一提到追杀,段路又想起陆芸芸,紧张焦虑之情溢于言表。女子眼中闪过微微的嫉妒,但马上恢复温婉的神色:“她很好,你不用担心,我们有人在照顾她。”段路又怎么放得下心,他走下床正想叫那女子带他去见陆芸芸,怎知才站起来就感觉两腿虚浮,脑袋一阵晕眩,不由得又坐回床缘。
“你吸进太多催眠瓦斯,最好不要乱动,否则脑部缺氧的情况会恢复较慢,至于那位小姐现在很安全,等你休息一阵子不再感觉头晕了,我就带你去找她。”
段路听她这么说稍微宽了心,只是重重的疑问也慢慢的浮现。
“对不起刚才我说话可能急了点,如果有冒犯之处还请见谅,可不可以请问小姐怎么称呼?”
女子见段路终于把话题转移到她身上,心情显得很愉快:“我叫赵雅妍,你叫我小妍就可以了。”
“赵雅妍!你叫赵雅妍?你果然是赵”段路睁大眼看着眼前女子,她也为段路的惊讶表情所疑惑,但碰巧推门进来的人却打断他们的对话。
“段先生!”段路循声音看去,是一位美艳的妇人。美艳妇人向赵雅妍说:“你先出去,我有事要和这位先生谈。”
“喔!”赵雅妍应了一声,又偷偷看了段路一眼才起身离去。等她走出房间关上了门,美艳妇人才坐到段路对面,开口介绍自己:“你好,我姓赵名婉柔,另外我夫家姓左,所以你也可以称呼我左夫人。”
“您看起来这么年轻,我还是称呼您赵小姐吧。”段路由衷赞美。赵婉柔虽然没特别的反应,但心中还是有些喜悦,那个女人会不喜欢被英俊男人称赞年轻美丽?这一招用在美女或丑女身上都一律通行,只不过段路并非拍马屁,而是说出心里的话。
“对了!您怎么知道我姓段?还有赵小姐她我是指小妍小姐,她父亲是不是赵骆亚博士?”
段路怀着忐忑的心情问道。
“原来你也认出来了”赵婉柔犀利的美目落在段路脸上:“我暗中调查你一段时间了,我也不需骗你,你会来到这里全是我的安排,在你问为什么之前,我要先问你怎么认识小妍的,并且知道赵骆亚博士是她父亲?”
“我”段路第一次发现看着人的眼睛回答问题有这么困难,但男子汉敢作敢当,终究还是要据实以告。
“我本来是审判长的杀手,七年前和几名同伴奉派去杀赵博士,当时我不忍心下手,并且设法想挽救赵小姐的命,但不幸却失败了我本来以为她已经被炸死,没想到她还活着。”

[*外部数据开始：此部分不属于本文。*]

Issue #727, opened 2015-11-09
Cron Job List command sys:cron:list does not merges system config path values


atishgoswami:
The `sys:cron:list` command does not consider the path values saved in the `core_config_data` table.

Example:
In the config.xml we have the following:
```xml
<crontab>
        <jobs>
            <foo_bar_cron>
                <run>
                    <model>foo_bar/observer::runFooJob</model>
                </run>
            </foo_bar_cron>
        </jobs>
</crontab>
```
and in `core_config_data` table we have:

Path  = `crontab/jobs/foo_bar_cron/schedule/cron_expr`
Value = `0 0 * * 1`

When we run `php n98-magerun.phar sys:cron:list` output 
does not show the scheduled time

```
+------------------------------------------------+------+----+----+----+----+
| Job                                            | m    | h  | D  | M  | WD |
+------------------------------------------------+------+----+----+----+----+
| foo_bar_cron                                   |      |    |    |    |    |
+------------------------------------------------+------+----+----+----+----+

```

ktomk:
Is this also the case after flushing the cache?

atishgoswami:
@ktomk I don't have cache enabled in my development environment.

tkn98:
Can you just for clarity add as well the expected result? I guess it's 

    +------------------------------------------------+------+----+----+----+----+
    | Job                                            | m    | h  | D  | M  | WD |
    +------------------------------------------------+------+----+----+----+----+
    | foo_bar_cron                                   |  0   | 0  | *   | *  | 1   |
    +------------------------------------------------+------+----+----+----+----+

so that magento merges XML + config paths, correct?

atishgoswami:
@tkn98 Exactly !!

tkn98:
The fix is now part of the development version. Please update to the non-stable variant and report back if it fixed/didn't fix your issue. Thanks!

atishgoswami:
@tkn98 Sure will test it out. Thanks for the update

ktomk:
No feedback provided, I assume in good faith that it is fixed.

atishgoswami:
Hello,

Sorry for the late reply got a it little distracted with other things.

Yes the fix seems to be working !!!

Thanks @robbieaverill and @tkn98

ktomk:
[...]

PR #739, opened 2015-12-18
[#727] Merge DB cron expressions from the database into the XML

robbieaverill:
This pull request addresses issue #727 where cron expressions in the `core_config_data` table were not being displayed when running `sys:cron:list`.

In accordance with the [Magento core cron model](https://github.com/OpenMage/magento-mirror/blob/magento-1.9/app/code/core/Mage/Cron/Model/Observer.php#L86-L98), we should load both and merge them together.

Matching core functionality, the database entries take priority over XML entries.


robbieaverill:
Fixing unit tests...

tkn98:
@robbieaverill: Nice fix! Please see my small comment, I'll fix this when I edit the changelog.

Issue #741, opened 2015-12-29
There are no commands defined in the "customer" namespace.


MrRoyce:
I installed, updated and tested magerun, and I can run some of the commands such as 'sys:check', etc.  But when I try to get customers with 'customer:list', I get the error message 

Invalid Argument Extension,  There are no commands defined in the "customer" namespace.

Any idea how to resolve this?

ktomk:
That sounds like as-if there would be no customer:* command at all. When you call the list command, is it shown in the list of all commands?

MrRoyce:
Nope, no customer commands at all on the server.  The commands go from config to db.

It works fine on my localhost.  Both are using 1.97.7

ktomk:
I tried with 1.97.7 and 1.97.8. Please run the selfupdate command to upgrade to the current version first. I'm not sure if that solves your problem but it's best if you're checking against the latest version. If there is any reason you can't upgrade, just let me know as well.

MrRoyce:
I ran the selfupdate which says its updating to 1.97.8, but the version command still shows 1.97.7

ktomk:
@MrRoyce: I just verified what you comment and can confirm there is a problem with the download of the latest version. But nevertheless, this should not trigger your original issue, so let's for the moment ignore it (created #742).

In [your previous comment](https://github.com/netz98/n98-magerun/issues/741#issuecomment-167933987) you wrote that 

> Nope, no customer commands at all on the server (with PHP 5.3.24 - shared hosting). 

That is a clear sign that on your system the PHP function [`exec`](http://php.net/exec) is not available. Unless that *exec* function  is available no customer commands are enabled.

I hope this clarifies your issue.

Can you share which hoster you're using and can you confirm that the exec function is disabled on that shared hosting?

MrRoyce:
You are correct, exec is not available on the server.  I'd rather not mention the hosting company. I inherited this project that had been hastily switched to them by the prior developer.  I had a long discussion with them on Twitter and email with their Community Developer about why they would default to PHP 5.3. for shared hosting but I guess something like 'exec' being disabled is reasonable. 

Thankfully this is just a temp server that can be scrapped.  Everything works fine on my local, 

BTW I searched a bit, but didn't see any info on exec being a requirement for Magento?  Or is it Magerun that needs it?  Is that and any other system requirements documented anywhere?

I'll close this ticket.  Thanks for your help.

ktomk:
[...]

PR #743, opened 2015-12-31
[FIX] #741 remove customer exec dependency

ktomk:
remove isEnabled() check from the abstract customer command.

by it the abstract customer command was checking for the exec() function
but all of the customer commands do not need it.

the flaw cam to light in issue #741.

the check has been introduced in error in 5555a78 .

the fix is to remove the check and to re-add it in the correct places:

- Database\ImportCommand
- Database\QueryCommand
- Installer\InstallCommand
- OpenBrowserCommand
- ScriptCommand

As the check was originally with some other commands, in Exec the
allowance-check hast been additionally added into Exec::run() to give a
more saying message in a RuntimeException instead of a fatal error.


ktomk:
Meged in 21335469886cd5d9d1a21f37e5ec0af786708997, closes #471

PR #744, opened 2016-01-04
[FIX] Install command fails if usting custom PHP version

jsiefer:
Using a custom PHP version, install command fails as it uses the default OS version.
Works fine on OSX, not sure about Win


ktomk:
Hi @jsiefer, please file the pull-request against the development branch (you need to create it new, that's why I closed it already). Also please check if not the [`PHP_BINARY`](http://php.net/manual/en/reserved.constants.php) reserved constant is more fitting:

>  PHP_BINARY (string)
    Specifies the PHP binary path during script execution. Available since PHP 5.4.

Thanks!

ktomk:
new PR is:  #751

PR #748, opened 2016-01-07
Return non-zero status when module rewrite conflict is positive

steverobbins:
This makes the `dev:module:rewrite:conflicts` command return a non-zero exit code if a rewrite conflict is detected.  This is useful for integration testing, so that a build will be marked as failed when a conflict is introduced.


ktomk:
Very useful, I remember this was reported earlier, but haven't found any issue. This is now part of the unstable development version and will be in the next stable release. Thank you!

PR #751, opened 2016-01-08
[FIX] install cmd fails using custom php binary

jsiefer:
Use PHP_BINARY constant if available to run the magento install command using the same PHP binary as magerun.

“说得好!这么说就把你参与杀戮的罪行推得一干二净,而且还对小妍有恩是吧?”
赵婉柔语气陡然变得冰冷至极。
“不!我从没这么想过!我知道即使我死了,都无法洗去满手的血腥如果赵小姐要我血债血偿!我绝对悉听尊便!”
“哼!你血债血偿!那跟你一起来的女孩怎么办?她刚刚才醒,看样子你们关系很亲密,如果没你寸步不离的保护,只怕她没多久就会被审判长的人抓去凌虐至死,你放得下心吗?”

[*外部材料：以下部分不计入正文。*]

PR #762, opened 2016-02-02
Adding a prompt when unlocking all admin users.

brobie:
There have been numerous time that I run this command, expecting a prompt for a username to be entered, and it simply unlocks all users. I have added a prompt to make sure that the intention is to unlock everyone.

### DIFF
--- a/src/N98/Magento/Command/Admin/User/UnlockCommand.php
+++ b/src/N98/Magento/Command/Admin/User/UnlockCommand.php
@@ -49,12 +49,15 @@ class UnlockCommand extends AbstractAdminUserCommand
                 $output->writeln('<info><comment>' . $username . '</comment> unlocked</info>');
                 return;
             }
-            \Mage::getResourceModel('enterprise_pci/admin_user')->unlock(
-                \Mage::getModel('admin/user')
-                    ->getCollection()
-                    ->getAllIds()
-            );
-            $output->writeln('<info><comment>All admins</comment> unlocked</info>');
+            $dialog = $this->getHelperSet()->get('dialog');
+            $shouldUnlockAll = $dialog->askConfirmation($output, '<question>Really unlock all users?</question> <comment>[n]</comment>: ', false);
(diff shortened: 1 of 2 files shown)


ktomk:
@brobie: Thanks for your updated PR. I've left some comments on the commit but those are merely little details that could be touched but I don't think there is anything required to get it to work. Perhaps if you review my comments you find a place you want to touch  then please do.

The biggest problem I had when reviewing the PR was that the test you provide does only work for an enterprise version installed. As we run the tests and the coverage with CE versions only (travis/circleci/codecov) the tests are skipped.

I tried to mock this over the last seven days again and again but was not successful with it. Have you tried to test it with a mock so that coverage works with a CE version or was it that you just didn't really consider it as the command is disabled then anyway?

Please give feedback but if not I'll merge then as-is.

brobie:
Because the command was disabled for CE, I figured that I would skip it
since you are only testing for CE.  I mainly wrote the test to prove that
it works for those that want to run it locally against an EE version.  I'll
check out the other comments.

ktomk:
The test with the skipping is well done for CE environments. And I can imagine it works for EE. Please keep it that way.

For the other comments, please do check them out, but as written, I do not think further changes are important. Perhaps check the interaction logic you might consider some kind of change useful.

Just while writing I have the following idea: What if it's asked to unlock:

1. none (cancel)
2. all (really unlock all users)
3. Admin User A (a specific user)
4. Admin User B (the second specific user)
5. ... (all the other specific users, one after another)

would that make sense? Then while entering the command, all options would be asked. But anyway, that would be additional material and then I would need really a EE version to test here (which I should make real tomorrow anyway

ktomk:
After #808 / #810 this PR has become stale. The patch on the command might need a little change, the tests in themselves should still do their job.

ktomk:
Fixing in a new PR, this feature will ship with the next stable release.

ktomk:
@brobie: Thanks!

PR #2263, opened 2017-04-21
dojson: handle keywords according to the schema

### LINKED ISSUE #2216: dojson: handling of keywords does not correspond to schema
We are missing `084`, we are populating `653` instead of `6531`, we are not handling correctly the various schemas when converting back to MARCXML.

See: https://github.com/inspirehep/inspire-schemas/blob/bdae2b7b50a68480fc0ac6452cb7508a8bad1c8c/inspire_schemas/records/hep.yml#L826-L897

jacquerie:
Closes #2216 

- [x] Reimplement `keywords` in `hep`
- [x] Reimplement `keywords2marc` in `hep2marc`
- [x] Sentry: https://sentry.cern.ch/inspire-sentry/inspire-nightly/group/821497/
- [x] Sentry: https://sentry.cern.ch/inspire-sentry/inspire-nightly/group/619244
- [x] Sentry: https://sentry.cern.ch/inspire-sentry/inspire-nightly/group/619228
- [x] Sentry: https://sentry.cern.ch/inspire-sentry/inspire-nightly/group/618716
- [x] Ensure that we don't regress on other things

First commit removes `keywords` from the `conferences` model.
Strictly speaking this needs to happen when we bump the schemas
to version ~34.0, but we might as well do it now to fix a few errors
on Sentry.

Second commit reimplements `keywords` and `keywords2marc`
in, respectively, the `hep` and `hep2marc` models.


jacquerie:
@michamos, DoJSON is currently doing something quite funky for the `source`: https://github.com/inspirehep/inspire-next/blob/12239630a763a8db96ecb6c78ebc7abec1a60c5d/inspirehep/dojson/hep/rules/bd6xx.py#L81-L93

If there's a single source, we return it.
If instead we have multiple sources, and if `conferences` is one of them, we discard all of them.
But if instead `conferences` is not among them, we return the first between `author` and `publisher` that we find.

Does this make sense? @david-caro, do you remember why you wrote it like this?

michamos:
It makes little sense to me, I think I am missing the backstory here. @david-caro ?

kaplun:
IIRC, year the reason is: DESY is adding the keywords of the conferences record into each conference contribution, in addition to whatever keyword this conference contribution might have.

kaplun:
E.g. see: https://inspirehep.net/search?ln=en&ln=en&p=6531_9%3Aconference&of=hb&action_search=Search&sf=earliestdate&so=d&rm=&rg=25&sc=0 the keywords are not those specific to the document, but does entered in the global conference.

michamos:
after talking with @kaplun, what's happening is that for some conferences, the keywords have been taken from the conference record and put in the proceedings record with `$$9conference`. We can indeed drop those for now (as there are very few records having them and we don't have keywords for conferences any longer).

jacquerie:
Ok, so we shouldn't drop the source, but we should drop the values if `conferences` is among the source.

inspirehep/dojson/hep/rules/bd6xx.py
```diff
@@ -62,133 +61,86 @@ def accelerator_experiments2marc(self, key, value):
...
-            if marc_dict.get('9') != 'magpie':
-                self['653'].append(marc_dict)
-            continue
+    keywords = self.get('keywords', [])
+    energy_ranges = self.get('energy_ranges', [])
+
+    for value in force_list(values):
+        if value.get('e'):
+            energy_ranges.append(maybe_int(value.get('e')))
+        elif value.get('a'):
```
michamos: are we sure there is never `a` and `e` in the same `695` field? maybe `if` instead of `elif` to play it safe?

inspirehep/dojson/hep/rules/bd6xx.py
```diff
@@ -62,133 +61,86 @@ def accelerator_experiments2marc(self, key, value):
...
+def keywords2marc(self, key, values):
+    """Populate the ``695`` MARC field.
+
+    Also populates the ``084`` and ``6531`` MARC fields through side effects.
+    """
+    result_695 = self.get('695', [])
+    result_084 = self.get('084', [])
+    result_6531 = self.get('6531', [])
+
+    for value in force_list(values):
```
michamos: why the `force_list`? isn't it guaranteed by the schema to be a list?

jacquerie: Right, we don't need to be safe here.

inspirehep/dojson/hep/rules/bd6xx.py
```diff
@@ -62,133 +61,86 @@ def accelerator_experiments2marc(self, key, value):
...
-@utils.ignore_value
+@hep2marc.over('695', '^energy_ranges$')
 def energy_ranges2marc(self, key, values):
-    values = force_list(values)
+    result_695 = self.get('695', [])
 
-    def _energy_to_marc_dict(energy_range):
-        return {
-            'e': energy_range,
+    for value in force_list(values):
```
jacquerie: Here as well.

inspirehep/dojson/hep/rules/bd6xx.py
jacquerie: I don't think this ever happens, but sure.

段路闻言不禁愣住,以前他是一个人,是死是活都自己承担,但如今他还要保护深爱的女人,怎能说死便死?
“请告诉我应该怎么作,才能稍微弥补对赵小姐的亏欠”段路惭愧的问。
“算了!还好你当年良心未泯,总算是保住小妍没遭狼吻,这孩子温柔善良,我想她心里应该早就原谅你了吧!”赵婉柔感叹道。
“谢谢你们的宽宏大量”段路闻言更是愧疚,久久都说不出一句话,隔了半晌才又开口:“为何小妍小姐刚刚看见我好像没认出来?”
“唉!”赵婉芸又长叹一声,神色充满了悲伤。
“她忘了以前的事。”“忘了!为什么?!”
“她刚来这里时,只要一闭上眼就尖叫,一粒米一滴水都进不了口,我先生和我都是精通中西医理的医生,我们用催眠治疗暂时让她忘记父母被杀的可怕记忆,如果不这样作恐怕她也活不了多久。”段路听了不知该说什么,赵骆亚博士夫妇的惨死虽然他没下手,但自己毕竟是组织的一员,而且也参与了那次行动,说什么都难辞其咎。
“恕我冒昧问您,如果小妍小姐已经对那件事没有记忆,您又怎能知道她会原谅我?”
“其实她不恨你而且对你有好感,或许你救过她的记忆还存在她的潜意识中吧?这七年来,你是唯一她能接近的男人,我们虽用催眠控制住她的病情,但仍控制不住发生那件事后她对男人的恐惧,没遇到你之前,她看见男人就会呼吸困难,如果男人再靠近她,甚至会有产生休克的严重现象,但这二天她在床边照顾你,不仅和你单独相处,还能碰触你的身体,我们都觉得是她内心阴影的一大突破。”